##### SOURCE DATA #####
PR #2514, opened 2020-02-24
More core plugin updates

i509VCB:


src/main/java/org/spongepowered/common/event/SpongeCommonEventFactory.java
```diff
@@ -897,19 +900,20 @@ public static boolean handleCollideImpactEvent(final net.minecraft.entity.Entity
             final Optional<User> owner = PhaseTracker.getInstance().getCurrentContext().getOwner();
             owner.ifPresent(user -> frame.addContext(EventContextKeys.OWNER, user));
 
-            final Location<World> impactPoint = new Location<>((World) projectile.world, VecHelper.toVector3d(movingObjectPosition.hitResult));
+            final Location<World> impactPoint = new Location<>((World) projectile.world, VecHelper.toVector3d(movingObjectPosition.getHitVec()));
             boolean cancelled = false;
 
             if (movingObjectType == RayTraceResult.Type.BLOCK) {
-                final BlockPos blockPos = movingObjectPosition.getBlockPos();
+                BlockRayTraceResult blockMovingObjectPosition = (BlockRayTraceResult) movingObjectPosition;
```
gabizou:
```suggestion
                final BlockRayTraceResult blockMovingObjectPosition = (BlockRayTraceResult) movingObjectPosition;
```

src/main/java/org/spongepowered/common/mixin/core/entity/projectile/ThrowableEntityMixin.java
```diff
@@ -47,8 +47,7 @@
     @Shadow protected LivingEntity owner;
     @Shadow protected abstract void onImpact(RayTraceResult movingObjectPosition);
 
-    @Nullable
-    public ProjectileSource projectileSource;
+    @Nullable public ProjectileSource impl$projectileSource;
```
gabizou: Shouldn't be public at all, at the most `protected` if it's being used in sub mixins.

src/main/java/org/spongepowered/common/mixin/core/item/EnderEyeItemMixin.java
```diff
@@ -113,14 +114,14 @@ private void implThrowForPreEvent(final World worldIn, final PlayerEntity player
      */
     @SuppressWarnings("Duplicates")
     @Surrogate
-    private void implThrowForPreEvent(final World worldIn, final PlayerEntity playerIn, final Hand handIn,
-        final CallbackInfoReturnable<ActionResult<ItemStack>> cir, final ItemStack used, @Nullable final BlockPos targetPos) {
+    private void impl$ThrowForPreEvent(final World worldIn, final PlayerEntity playerIn, final Hand handIn,
+                                       final CallbackInfoReturnable<ActionResult<ItemStack>> cir, final ItemStack used, @Nullable final BlockPos targetPos) {
```
gabizou: Extra spaces == bad

gabizou (changes requested):
small nitpicks, but looks good.

Some of these changes, are you absolutely sure they are still necessary? I'm not sure that the `ClassInheritanceMultiMap` changes are still necessary, but I haven't done that investigation

i509VCB:
I gave the class inheritance multimap another look and the condition it allows for is quite broad as one of the halves only requires just an interface:
```java
private boolean impl$isAssignableFromOrInterface(final Class<?> baseClass, final Class<?> clazz) {
    return clazz.isInterface() || baseClass.isAssignableFrom(clazz);
}
```
I threw a todo comment on it for now but I can still make changes if needed

src/main/java/org/spongepowered/common/mixin/core/util/ClassInheritanceMultiMapMixin.java
```diff
@@ -34,9 +34,13 @@
 
     /**
      * @author Minecrell
+     * @author i509VCB - February 23rd, 2020 - 1.14.4
+     *
+     * @todo Is this even necessary anymore?
```
gabizou: Yes, this is still necessary. Since the logic is currently looking at the passed in class, we want to be able to ask if the class is either an interface OR an extended class of the base class.

gabizou (changes requested):
Remove unnecessary todo comment on the ClassInheritanceMultiMapMixin.

src/main/java/org/spongepowered/common/mixin/core/util/ClassInheritanceMultiMapMixin.java
i509VCB: Will do once I pack since I have to go to Dallas tomorrow

src/main/java/org/spongepowered/common/mixin/core/entity/LivingEntityMixin.java
```diff
@@ -170,7 +170,6 @@
     @Shadow private boolean checkTotemDeathProtection(final DamageSource p_190628_1_) {
         return false; // SHADOWED
     }
-
```
gabizou: Undo this change, whiteline noise.

gabizou (changes requested):

gabizou (approved):

PR #3442, opened 2021-06-26
Implement Entity#setPosition(Vector3d) and fix Entity#setLocation(ServerLocation)

Lignium:


src/mixins/java/org/spongepowered/common/mixin/api/minecraft/world/entity/EntityMixin_API.java
```diff
@@ -120,6 +119,12 @@ public Vector3d position() {
         return new Vector3d(this.shadow$getX(), this.shadow$getY(), this.shadow$getZ());
     }
 
+    @Override
+    public boolean setPosition(final Vector3d position) {
+        Preconditions.checkNotNull(position, "The position was null!");
```
Zidane: Uses `Objects.requireNonNull`

Zidane: Also inline it in the return

src/mixins/java/org/spongepowered/common/mixin/api/minecraft/world/entity/EntityMixin_API.java
```diff
@@ -167,7 +172,7 @@ public boolean setTransform(final Transform transform) {
         }
         Preconditions.checkNotNull(transform, "The transform cannot be null!");
         final Vector3d position = transform.position();
-        this.shadow$setPos(position.x(), position.y(), position.z());
+        this.setPosition(transform.position());
```
Zidane: Do not make API calls, the below code shouldn't either IF there is a bridge method.

src/mixins/java/org/spongepowered/common/mixin/core/world/entity/EntityMixin.java
```diff
@@ -240,6 +241,32 @@
...
+            Vector3d destinationPosition = position;
+            if (ShouldFire.MOVE_ENTITY_EVENT) {
+                final MoveEntityEvent event = SpongeEventFactory.createMoveEntityEvent(frame.currentCause(),
+                    (org.spongepowered.api.entity.Entity) this, VecHelper.toVector3d(this.shadow$position()), position, position);
+                if (SpongeCommon.postEvent(event)) {
+                    return false;
+                }
+                destinationPosition = event.destinationPosition();
+            }
+            this.shadow$teleportToWithTicket(destinationPosition.x(), destinationPosition.y(), destinationPosition.z());
```
dualspiral, line 261: `teleportToWithTicket` has been overwritten to fire the event anyway. Shouldn't you just call that and not fire the event here?

src/mixins/java/org/spongepowered/common/mixin/core/world/entity/EntityMixin.java
```diff
@@ -265,52 +293,42 @@
...
-            this.bridge$revive();
-            this.shadow$setLevel(destinationWorld);
-            destinationWorld.addFromAnotherDimension((Entity) (Object) this);
-
-            originalWorld.resetEmptyTime();
-            destinationWorld.resetEmptyTime();
-
-            final ChunkPos chunkPos = new ChunkPos((int) this.shadow$getX() >> 4, (int) this.shadow$getZ() >> 4);
-            destinationWorld.getChunkSource().addRegionTicket(TicketType.POST_TELEPORT, chunkPos, 1, ((Entity) (Object) this).getId());
+            this.shadow$teleportToWithTicket(destinationPosition.x(), destinationPosition.y(), destinationPosition.z());
```
dualspiral, line 328: Same problem again here - no need to fire the event above if it's going to happen in this method.

dualspiral (commented):
As well as the comments below (you're firing an event twice), you'll need to have different handling for `ServerPlayer` because of the way it works with packets. See how it's done in `TeleportCommandMixin` - you may want to unify the logic a little.

dualspiral:
#3484 - but thanks for this, it really helped me get this to where it is now!

PR #3449, opened 2021-07-04
[WIP] Instrument methods for REGISTRY fields (or lookups)

Zidane:
https://github.com/SpongePowered/SpongeAPI/pull/2372

This is only on Javapoet side currently. Need to do it on other side next.


zml2008 (approved):
Seems relatively straightforward

There is an issue with `AttributeTypes` -- you might just have to shift that one over to a validator at this point (I debated doing that earlier, but managed to coast by on the assumption that everything is a `RangedAttributeType`)

PR #3454, opened 2021-07-07
Fix Mixin obf environment

Logiquo:
Fix Mixin AP cannot correctly remap.


gabizou:
Was this the only issue?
#####
Across the entries above, how many lines include "dualspiral"? State only that number.

4